* [Work item]: In the data beneath this task, how many lines contain "tracing"? Answer with the number only.

* [The data]:
----------
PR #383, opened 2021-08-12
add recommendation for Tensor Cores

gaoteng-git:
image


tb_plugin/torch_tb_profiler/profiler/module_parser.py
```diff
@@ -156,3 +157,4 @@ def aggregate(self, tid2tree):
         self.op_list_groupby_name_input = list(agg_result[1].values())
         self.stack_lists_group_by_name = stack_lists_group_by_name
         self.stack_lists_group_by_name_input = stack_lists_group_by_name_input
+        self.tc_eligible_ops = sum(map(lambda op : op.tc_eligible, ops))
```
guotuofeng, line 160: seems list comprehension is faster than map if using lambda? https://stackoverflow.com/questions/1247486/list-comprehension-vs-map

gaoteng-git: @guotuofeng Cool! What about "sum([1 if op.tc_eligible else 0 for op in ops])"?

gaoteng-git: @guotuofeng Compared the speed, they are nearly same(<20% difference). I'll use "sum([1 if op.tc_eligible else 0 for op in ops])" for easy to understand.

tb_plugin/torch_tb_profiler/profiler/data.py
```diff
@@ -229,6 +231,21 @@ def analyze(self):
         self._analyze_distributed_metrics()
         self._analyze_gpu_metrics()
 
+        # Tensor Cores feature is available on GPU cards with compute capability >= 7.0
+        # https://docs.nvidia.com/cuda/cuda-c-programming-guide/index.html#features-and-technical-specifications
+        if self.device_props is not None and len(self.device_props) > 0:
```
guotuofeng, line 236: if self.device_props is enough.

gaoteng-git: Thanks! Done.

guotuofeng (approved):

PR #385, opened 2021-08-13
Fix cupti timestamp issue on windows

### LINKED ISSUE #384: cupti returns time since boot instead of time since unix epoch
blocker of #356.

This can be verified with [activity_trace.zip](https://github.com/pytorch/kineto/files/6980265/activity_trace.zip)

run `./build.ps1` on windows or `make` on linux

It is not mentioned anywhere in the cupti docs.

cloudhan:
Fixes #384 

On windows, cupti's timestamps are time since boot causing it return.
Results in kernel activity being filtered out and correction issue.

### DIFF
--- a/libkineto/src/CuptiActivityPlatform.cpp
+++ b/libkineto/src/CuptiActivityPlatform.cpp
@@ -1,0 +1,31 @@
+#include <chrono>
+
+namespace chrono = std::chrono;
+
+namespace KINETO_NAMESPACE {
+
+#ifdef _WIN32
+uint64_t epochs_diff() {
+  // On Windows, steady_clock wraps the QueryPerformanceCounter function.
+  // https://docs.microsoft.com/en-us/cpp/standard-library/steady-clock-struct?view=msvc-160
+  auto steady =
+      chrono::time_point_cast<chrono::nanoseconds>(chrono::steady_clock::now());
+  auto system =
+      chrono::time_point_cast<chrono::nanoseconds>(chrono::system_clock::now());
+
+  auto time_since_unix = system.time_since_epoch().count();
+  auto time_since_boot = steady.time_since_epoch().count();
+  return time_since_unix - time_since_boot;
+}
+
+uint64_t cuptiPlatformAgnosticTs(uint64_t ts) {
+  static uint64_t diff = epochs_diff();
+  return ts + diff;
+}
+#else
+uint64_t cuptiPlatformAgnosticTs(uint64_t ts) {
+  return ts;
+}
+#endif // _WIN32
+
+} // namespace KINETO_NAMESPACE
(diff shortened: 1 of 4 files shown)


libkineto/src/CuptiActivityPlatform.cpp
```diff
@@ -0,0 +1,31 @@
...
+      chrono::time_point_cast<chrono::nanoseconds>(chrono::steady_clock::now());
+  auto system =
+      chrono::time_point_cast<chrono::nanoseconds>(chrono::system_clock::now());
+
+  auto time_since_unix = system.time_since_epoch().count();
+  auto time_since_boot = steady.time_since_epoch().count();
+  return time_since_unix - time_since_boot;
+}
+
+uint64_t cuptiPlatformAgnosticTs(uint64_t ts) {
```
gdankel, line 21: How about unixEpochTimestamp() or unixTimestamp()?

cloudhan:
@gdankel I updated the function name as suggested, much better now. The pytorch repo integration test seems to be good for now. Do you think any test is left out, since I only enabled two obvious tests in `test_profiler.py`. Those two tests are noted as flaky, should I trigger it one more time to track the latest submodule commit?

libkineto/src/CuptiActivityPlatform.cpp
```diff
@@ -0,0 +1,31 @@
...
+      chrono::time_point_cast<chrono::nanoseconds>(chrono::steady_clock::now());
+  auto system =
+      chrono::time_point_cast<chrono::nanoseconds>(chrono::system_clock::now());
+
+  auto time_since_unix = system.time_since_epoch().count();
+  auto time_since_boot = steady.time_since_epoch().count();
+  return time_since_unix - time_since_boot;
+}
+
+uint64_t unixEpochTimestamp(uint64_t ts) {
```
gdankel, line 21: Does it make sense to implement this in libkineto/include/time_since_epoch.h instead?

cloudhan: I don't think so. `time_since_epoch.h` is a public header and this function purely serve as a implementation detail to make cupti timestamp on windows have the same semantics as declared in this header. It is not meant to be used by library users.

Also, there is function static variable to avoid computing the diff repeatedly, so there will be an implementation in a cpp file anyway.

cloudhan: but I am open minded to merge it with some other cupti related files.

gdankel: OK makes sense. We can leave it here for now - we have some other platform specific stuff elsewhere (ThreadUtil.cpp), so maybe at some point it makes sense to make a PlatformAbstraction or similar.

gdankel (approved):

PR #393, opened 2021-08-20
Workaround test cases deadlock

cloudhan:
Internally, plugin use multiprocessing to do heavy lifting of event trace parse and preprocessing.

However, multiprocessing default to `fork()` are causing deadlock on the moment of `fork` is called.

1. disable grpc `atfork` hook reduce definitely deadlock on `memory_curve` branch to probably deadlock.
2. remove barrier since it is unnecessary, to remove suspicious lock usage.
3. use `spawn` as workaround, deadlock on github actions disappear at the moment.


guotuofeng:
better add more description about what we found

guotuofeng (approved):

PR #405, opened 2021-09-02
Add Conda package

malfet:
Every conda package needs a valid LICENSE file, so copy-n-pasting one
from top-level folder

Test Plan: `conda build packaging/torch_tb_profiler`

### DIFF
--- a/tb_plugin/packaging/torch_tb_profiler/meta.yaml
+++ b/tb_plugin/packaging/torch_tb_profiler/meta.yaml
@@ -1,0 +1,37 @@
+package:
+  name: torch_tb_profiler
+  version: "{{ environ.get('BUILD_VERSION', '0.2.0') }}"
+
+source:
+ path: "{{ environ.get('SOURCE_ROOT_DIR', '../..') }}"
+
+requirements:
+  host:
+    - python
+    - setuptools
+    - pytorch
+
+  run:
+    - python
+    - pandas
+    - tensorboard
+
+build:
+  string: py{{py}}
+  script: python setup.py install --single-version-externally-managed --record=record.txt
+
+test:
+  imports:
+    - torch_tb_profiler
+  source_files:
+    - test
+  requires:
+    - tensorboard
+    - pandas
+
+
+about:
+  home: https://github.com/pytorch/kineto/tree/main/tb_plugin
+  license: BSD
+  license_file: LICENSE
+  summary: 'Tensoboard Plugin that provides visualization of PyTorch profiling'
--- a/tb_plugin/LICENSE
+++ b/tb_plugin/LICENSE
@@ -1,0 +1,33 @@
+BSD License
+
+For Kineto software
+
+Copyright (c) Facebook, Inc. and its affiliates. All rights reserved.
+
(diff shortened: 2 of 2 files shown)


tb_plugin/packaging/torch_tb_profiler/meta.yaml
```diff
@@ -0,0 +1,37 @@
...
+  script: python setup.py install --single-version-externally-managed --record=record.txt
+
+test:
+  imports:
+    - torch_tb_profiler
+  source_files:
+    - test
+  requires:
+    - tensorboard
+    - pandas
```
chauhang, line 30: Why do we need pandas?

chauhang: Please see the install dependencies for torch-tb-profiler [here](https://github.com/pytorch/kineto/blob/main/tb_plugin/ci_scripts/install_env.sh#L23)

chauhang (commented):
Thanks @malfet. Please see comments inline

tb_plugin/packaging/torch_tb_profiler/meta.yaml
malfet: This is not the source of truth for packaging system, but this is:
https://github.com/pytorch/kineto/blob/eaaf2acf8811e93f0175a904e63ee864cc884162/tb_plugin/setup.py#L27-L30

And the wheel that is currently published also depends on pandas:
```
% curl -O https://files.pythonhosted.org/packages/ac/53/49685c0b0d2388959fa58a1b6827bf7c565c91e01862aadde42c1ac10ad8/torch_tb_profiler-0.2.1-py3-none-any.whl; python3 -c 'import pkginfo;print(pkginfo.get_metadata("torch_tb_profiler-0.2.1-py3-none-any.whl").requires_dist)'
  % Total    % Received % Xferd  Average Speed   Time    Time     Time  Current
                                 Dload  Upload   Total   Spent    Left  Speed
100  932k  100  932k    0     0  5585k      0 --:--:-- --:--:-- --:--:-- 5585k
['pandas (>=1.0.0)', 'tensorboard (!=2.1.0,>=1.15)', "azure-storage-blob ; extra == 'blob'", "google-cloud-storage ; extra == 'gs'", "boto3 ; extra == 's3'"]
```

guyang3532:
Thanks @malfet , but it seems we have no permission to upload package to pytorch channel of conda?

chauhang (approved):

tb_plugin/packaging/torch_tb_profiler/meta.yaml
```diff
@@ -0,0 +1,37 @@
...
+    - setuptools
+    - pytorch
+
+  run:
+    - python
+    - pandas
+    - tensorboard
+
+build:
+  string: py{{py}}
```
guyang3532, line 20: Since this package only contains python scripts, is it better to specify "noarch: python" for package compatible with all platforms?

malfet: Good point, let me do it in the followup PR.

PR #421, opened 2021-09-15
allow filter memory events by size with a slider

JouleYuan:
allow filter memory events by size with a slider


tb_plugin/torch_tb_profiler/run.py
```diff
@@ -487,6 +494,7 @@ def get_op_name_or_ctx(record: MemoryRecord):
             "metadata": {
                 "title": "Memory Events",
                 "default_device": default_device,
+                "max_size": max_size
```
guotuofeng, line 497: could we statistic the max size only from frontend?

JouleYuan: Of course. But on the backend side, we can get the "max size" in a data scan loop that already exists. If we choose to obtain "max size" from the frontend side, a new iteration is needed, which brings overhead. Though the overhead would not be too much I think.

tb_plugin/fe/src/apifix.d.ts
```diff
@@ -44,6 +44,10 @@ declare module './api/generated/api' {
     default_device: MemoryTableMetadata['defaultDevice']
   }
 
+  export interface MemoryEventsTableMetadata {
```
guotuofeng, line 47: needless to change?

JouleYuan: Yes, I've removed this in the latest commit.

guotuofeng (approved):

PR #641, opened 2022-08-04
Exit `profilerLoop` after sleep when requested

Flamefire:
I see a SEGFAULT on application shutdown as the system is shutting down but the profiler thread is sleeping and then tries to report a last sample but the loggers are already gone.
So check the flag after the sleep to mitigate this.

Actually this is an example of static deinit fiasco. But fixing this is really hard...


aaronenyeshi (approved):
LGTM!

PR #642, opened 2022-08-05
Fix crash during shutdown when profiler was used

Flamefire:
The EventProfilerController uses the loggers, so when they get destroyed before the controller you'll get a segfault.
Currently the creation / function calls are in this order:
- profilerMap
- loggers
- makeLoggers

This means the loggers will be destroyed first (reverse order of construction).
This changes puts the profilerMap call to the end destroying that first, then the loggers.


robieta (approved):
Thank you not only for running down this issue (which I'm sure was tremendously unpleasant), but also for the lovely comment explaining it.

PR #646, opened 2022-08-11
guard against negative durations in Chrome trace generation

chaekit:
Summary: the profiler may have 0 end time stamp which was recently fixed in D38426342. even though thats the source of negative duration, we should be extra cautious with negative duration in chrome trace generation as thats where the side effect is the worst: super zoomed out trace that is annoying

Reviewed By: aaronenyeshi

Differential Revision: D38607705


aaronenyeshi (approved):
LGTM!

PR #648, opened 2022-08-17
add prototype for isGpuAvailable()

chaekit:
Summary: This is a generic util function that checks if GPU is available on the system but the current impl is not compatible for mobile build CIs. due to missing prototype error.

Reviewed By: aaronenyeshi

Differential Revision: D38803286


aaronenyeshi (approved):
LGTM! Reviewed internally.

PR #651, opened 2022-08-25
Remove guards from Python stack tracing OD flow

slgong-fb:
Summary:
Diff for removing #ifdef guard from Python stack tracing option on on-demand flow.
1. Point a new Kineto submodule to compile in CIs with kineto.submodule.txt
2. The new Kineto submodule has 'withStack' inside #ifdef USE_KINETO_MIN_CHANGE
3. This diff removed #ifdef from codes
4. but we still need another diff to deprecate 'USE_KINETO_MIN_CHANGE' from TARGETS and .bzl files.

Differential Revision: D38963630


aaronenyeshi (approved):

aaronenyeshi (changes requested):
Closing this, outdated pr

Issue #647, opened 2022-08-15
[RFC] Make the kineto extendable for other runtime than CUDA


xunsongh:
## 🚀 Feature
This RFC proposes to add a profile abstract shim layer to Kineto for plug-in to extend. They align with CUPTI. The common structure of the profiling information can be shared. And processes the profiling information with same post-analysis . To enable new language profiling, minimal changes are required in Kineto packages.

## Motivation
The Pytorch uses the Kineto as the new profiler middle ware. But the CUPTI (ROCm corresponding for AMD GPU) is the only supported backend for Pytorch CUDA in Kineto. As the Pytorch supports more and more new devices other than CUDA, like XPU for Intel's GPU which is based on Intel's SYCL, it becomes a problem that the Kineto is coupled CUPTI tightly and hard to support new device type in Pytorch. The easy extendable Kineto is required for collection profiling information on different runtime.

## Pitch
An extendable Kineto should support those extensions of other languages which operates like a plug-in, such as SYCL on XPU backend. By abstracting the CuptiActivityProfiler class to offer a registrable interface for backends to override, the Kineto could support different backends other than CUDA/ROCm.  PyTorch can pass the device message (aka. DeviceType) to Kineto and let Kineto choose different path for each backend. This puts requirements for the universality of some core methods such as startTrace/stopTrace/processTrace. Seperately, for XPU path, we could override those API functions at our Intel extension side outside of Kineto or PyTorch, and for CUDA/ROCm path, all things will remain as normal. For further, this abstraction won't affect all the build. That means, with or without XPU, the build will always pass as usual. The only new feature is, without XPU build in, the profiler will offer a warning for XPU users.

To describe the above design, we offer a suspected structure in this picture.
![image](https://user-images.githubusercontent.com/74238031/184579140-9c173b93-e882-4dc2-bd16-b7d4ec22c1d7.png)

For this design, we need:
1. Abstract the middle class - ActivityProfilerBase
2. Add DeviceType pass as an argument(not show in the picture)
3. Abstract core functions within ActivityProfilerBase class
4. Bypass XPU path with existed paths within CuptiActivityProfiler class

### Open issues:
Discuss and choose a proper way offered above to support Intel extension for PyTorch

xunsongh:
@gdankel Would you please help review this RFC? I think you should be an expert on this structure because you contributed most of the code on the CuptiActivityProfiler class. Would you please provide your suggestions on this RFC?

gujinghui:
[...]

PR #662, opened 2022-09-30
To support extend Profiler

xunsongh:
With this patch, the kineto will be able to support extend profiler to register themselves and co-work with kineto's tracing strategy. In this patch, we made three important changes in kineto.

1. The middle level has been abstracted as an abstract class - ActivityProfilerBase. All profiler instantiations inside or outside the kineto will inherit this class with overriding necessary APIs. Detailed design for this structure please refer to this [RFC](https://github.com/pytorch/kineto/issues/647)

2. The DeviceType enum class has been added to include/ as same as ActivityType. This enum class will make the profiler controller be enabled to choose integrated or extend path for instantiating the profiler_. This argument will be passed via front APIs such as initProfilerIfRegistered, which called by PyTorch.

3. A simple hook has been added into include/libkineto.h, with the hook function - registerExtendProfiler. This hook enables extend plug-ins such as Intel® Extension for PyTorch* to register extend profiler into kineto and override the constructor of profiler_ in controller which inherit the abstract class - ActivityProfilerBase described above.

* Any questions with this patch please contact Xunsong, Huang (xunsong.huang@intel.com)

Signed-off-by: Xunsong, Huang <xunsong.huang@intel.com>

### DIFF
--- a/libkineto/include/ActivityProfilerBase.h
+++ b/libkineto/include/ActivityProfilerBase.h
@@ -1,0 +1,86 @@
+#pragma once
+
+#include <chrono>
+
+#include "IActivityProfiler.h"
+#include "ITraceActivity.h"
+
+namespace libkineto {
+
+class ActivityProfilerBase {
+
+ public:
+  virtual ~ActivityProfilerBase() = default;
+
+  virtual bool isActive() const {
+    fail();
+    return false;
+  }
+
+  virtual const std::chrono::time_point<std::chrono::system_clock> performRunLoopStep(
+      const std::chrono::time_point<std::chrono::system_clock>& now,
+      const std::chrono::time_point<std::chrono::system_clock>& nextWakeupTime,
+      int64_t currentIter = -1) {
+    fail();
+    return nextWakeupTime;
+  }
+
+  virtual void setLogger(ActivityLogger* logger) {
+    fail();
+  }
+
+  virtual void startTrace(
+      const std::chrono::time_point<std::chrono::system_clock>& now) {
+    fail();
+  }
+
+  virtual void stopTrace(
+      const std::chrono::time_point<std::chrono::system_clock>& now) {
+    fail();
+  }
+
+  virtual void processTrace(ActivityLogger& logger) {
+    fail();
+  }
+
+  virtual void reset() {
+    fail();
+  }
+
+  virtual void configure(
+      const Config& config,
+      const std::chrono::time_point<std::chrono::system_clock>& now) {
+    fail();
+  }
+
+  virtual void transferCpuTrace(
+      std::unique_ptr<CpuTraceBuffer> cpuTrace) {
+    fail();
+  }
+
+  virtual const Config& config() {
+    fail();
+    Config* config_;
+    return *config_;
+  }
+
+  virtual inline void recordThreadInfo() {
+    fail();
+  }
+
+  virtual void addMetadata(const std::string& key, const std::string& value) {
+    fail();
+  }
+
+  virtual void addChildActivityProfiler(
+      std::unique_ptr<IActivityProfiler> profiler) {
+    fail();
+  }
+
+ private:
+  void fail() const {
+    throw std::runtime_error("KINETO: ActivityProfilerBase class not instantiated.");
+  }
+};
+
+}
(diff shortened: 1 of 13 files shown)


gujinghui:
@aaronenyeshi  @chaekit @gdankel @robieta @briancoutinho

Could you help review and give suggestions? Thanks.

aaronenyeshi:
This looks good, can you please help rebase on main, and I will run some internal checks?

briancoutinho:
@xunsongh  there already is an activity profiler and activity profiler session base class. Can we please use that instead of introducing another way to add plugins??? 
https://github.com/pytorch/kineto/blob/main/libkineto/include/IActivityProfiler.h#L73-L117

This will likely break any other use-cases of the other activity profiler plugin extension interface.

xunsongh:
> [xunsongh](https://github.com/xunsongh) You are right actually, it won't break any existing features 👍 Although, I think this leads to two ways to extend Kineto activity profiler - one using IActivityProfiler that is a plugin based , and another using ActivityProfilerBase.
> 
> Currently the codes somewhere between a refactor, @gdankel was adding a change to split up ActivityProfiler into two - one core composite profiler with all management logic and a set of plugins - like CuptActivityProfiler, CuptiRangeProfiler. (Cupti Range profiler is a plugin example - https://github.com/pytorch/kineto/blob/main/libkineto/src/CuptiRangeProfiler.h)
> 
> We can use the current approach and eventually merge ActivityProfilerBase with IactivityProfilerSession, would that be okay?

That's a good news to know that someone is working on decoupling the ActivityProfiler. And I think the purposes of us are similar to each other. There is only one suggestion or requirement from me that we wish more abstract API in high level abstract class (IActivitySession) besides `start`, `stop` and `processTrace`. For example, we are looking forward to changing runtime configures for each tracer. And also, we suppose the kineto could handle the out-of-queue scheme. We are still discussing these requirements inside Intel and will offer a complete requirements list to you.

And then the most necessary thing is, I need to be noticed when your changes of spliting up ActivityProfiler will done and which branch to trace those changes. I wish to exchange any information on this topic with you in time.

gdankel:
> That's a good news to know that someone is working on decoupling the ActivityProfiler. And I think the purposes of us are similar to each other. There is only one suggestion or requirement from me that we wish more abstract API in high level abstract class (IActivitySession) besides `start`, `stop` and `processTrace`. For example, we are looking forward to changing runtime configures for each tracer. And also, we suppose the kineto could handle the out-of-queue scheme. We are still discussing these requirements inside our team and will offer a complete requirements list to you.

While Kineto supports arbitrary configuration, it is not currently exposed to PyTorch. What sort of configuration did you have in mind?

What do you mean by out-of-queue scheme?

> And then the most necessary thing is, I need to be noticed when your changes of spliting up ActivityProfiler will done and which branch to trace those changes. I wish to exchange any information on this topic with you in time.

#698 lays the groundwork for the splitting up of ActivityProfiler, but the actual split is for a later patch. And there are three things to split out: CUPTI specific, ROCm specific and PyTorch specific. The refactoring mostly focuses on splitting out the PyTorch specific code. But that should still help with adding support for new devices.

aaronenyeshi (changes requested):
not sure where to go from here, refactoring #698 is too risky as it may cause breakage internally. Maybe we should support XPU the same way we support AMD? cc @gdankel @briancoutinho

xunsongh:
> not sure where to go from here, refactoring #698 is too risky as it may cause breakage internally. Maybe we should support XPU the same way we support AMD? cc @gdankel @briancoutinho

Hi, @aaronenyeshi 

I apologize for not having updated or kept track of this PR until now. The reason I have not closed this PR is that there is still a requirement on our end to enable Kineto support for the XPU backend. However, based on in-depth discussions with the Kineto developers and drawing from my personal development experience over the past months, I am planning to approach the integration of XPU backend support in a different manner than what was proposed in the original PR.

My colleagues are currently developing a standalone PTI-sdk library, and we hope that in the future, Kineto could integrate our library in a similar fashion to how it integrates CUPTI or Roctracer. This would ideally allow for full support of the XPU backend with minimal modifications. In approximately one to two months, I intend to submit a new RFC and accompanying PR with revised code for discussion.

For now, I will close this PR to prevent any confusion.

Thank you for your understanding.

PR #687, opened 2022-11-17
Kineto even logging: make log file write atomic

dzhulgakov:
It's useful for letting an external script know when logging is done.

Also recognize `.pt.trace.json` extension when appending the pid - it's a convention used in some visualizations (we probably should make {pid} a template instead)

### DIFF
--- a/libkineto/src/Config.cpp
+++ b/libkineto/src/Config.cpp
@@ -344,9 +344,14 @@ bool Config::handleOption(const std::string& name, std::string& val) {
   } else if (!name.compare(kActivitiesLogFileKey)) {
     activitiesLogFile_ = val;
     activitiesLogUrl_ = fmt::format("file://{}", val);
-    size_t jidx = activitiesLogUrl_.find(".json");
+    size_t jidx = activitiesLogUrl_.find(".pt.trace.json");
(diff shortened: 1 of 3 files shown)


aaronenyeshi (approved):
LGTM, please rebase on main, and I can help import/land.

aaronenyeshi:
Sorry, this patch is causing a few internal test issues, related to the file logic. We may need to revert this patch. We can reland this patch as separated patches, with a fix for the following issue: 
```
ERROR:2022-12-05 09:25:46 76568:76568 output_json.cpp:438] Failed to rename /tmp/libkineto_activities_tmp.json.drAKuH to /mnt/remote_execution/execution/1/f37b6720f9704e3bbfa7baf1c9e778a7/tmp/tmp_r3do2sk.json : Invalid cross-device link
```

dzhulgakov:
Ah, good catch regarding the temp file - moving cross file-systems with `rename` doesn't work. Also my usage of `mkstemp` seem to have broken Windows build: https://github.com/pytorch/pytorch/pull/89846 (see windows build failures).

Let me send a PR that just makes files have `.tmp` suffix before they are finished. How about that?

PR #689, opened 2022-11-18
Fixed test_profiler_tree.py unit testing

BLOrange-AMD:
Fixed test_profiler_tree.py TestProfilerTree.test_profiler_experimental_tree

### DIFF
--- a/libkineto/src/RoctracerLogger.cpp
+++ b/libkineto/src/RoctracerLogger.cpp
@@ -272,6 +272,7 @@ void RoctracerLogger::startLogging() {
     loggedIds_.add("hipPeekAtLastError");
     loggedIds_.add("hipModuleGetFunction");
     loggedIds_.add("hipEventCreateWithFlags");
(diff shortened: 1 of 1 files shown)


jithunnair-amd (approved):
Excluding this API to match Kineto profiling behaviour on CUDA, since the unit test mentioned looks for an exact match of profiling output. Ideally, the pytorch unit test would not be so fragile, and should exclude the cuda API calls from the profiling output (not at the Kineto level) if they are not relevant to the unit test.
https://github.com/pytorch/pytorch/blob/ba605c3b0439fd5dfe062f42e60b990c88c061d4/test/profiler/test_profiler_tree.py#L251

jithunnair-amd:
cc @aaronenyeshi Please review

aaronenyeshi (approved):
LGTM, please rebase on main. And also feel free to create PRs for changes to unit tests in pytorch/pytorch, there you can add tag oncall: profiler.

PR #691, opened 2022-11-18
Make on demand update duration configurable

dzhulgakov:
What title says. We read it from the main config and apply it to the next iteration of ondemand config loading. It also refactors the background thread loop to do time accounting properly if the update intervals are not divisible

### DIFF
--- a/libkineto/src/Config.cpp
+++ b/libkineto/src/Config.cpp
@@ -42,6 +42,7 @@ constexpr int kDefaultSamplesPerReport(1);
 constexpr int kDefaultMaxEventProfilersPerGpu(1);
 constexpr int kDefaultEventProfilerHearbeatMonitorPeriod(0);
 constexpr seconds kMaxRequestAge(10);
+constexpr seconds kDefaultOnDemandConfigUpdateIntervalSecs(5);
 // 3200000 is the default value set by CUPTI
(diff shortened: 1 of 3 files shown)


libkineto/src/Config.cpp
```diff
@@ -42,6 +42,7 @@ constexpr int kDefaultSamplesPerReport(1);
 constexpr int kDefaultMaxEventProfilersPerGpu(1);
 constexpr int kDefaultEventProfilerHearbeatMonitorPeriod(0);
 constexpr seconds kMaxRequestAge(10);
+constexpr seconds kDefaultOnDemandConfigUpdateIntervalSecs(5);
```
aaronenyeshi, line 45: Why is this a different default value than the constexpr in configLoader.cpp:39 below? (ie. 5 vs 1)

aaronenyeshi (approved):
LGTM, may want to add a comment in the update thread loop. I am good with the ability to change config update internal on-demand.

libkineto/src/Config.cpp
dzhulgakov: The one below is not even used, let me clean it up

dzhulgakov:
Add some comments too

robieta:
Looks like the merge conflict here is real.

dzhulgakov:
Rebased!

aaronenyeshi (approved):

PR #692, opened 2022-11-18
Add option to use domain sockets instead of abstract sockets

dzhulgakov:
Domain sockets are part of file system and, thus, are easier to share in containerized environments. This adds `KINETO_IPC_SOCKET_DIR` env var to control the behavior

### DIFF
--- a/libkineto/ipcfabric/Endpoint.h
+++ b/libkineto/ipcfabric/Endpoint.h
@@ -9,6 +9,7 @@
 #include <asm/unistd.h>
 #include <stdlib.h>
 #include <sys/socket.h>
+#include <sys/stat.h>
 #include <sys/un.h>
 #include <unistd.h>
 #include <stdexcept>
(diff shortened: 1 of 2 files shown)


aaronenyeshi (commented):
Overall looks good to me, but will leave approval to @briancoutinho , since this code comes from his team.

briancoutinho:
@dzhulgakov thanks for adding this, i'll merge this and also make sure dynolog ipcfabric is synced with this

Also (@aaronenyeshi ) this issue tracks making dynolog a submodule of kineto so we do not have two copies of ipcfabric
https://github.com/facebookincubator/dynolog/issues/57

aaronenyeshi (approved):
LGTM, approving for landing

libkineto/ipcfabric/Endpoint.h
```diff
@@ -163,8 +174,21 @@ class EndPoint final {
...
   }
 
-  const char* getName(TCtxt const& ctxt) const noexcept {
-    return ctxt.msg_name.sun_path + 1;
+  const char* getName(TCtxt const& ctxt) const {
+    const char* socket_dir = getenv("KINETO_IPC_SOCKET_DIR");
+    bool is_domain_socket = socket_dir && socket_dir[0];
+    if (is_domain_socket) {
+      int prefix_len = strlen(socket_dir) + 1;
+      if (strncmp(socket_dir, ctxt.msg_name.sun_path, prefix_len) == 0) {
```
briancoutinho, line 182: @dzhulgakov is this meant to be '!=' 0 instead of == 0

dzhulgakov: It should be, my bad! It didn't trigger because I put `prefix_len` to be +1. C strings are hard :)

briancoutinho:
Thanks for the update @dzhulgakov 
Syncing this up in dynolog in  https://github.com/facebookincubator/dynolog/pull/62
----------
* [Exercise solution]: 3